Eventually, someone you love will stop loving you. You can only imagine what will happen next. You will stand with your back against the wall in an empty room. Sliding down the wall. Sliding down until you are folded like a mirror of the letter N: your back a stem, your thighs a stroke, your shins a second stem.
You will feel as if you have done something terrible. As if you have dug a grave for your lover in some remote part of the forest and dreamed of that grave, of taking them there, for as long as you have loved them.
No matter what happens, do not say that you love this person who has stopped loving you. Choke down the words that rise through your gut, into your throat, like gorge. Do not remove any of your clothes, or offer to perform those acts of love that you once considered abhorrent, or shameful. Do not take your lover’s shit into your mouth. Concentrate on the feel of the wall against your back. Think of the fist-sized hollow between the wall and the curve of your spine. Imagine holding something there–something small and warm and alive.

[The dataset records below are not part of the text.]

Issue #6976, opened 2023-04-13
RTL input field alignment is off


maribethb:
### Check for duplicates

- [X] I have searched for similar issues before opening a new one.

### Description

See screenshot below. In RTL mode only fields are misaligned. I see this is true in the multi_playground going back to at least blockly-v9.2.1

### Reproduction steps

1. 
2. 
3. 

### Screenshots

Everything will be ruined, but for Christ’s sake hold it together, just this once.
Offer the forgiveness you do not really feel; do not reach for your lover as they walk away.
The next day, and the day after that, do not tell people the truth about what happened. Tell them you worked late. Tell them you are tired. Tell them that you are worried about the election, or climate change, or refugees. Do not show them the wound where your heart was taken out. Do not let them tug at the black stitches in your chest.
Do not swallow shards of glass. It was only love. Soon, all you will remember is its faint, nostalgic beauty. A beauty like the memory of streetlights flashing past while you lay in the back seat of your parents’ car.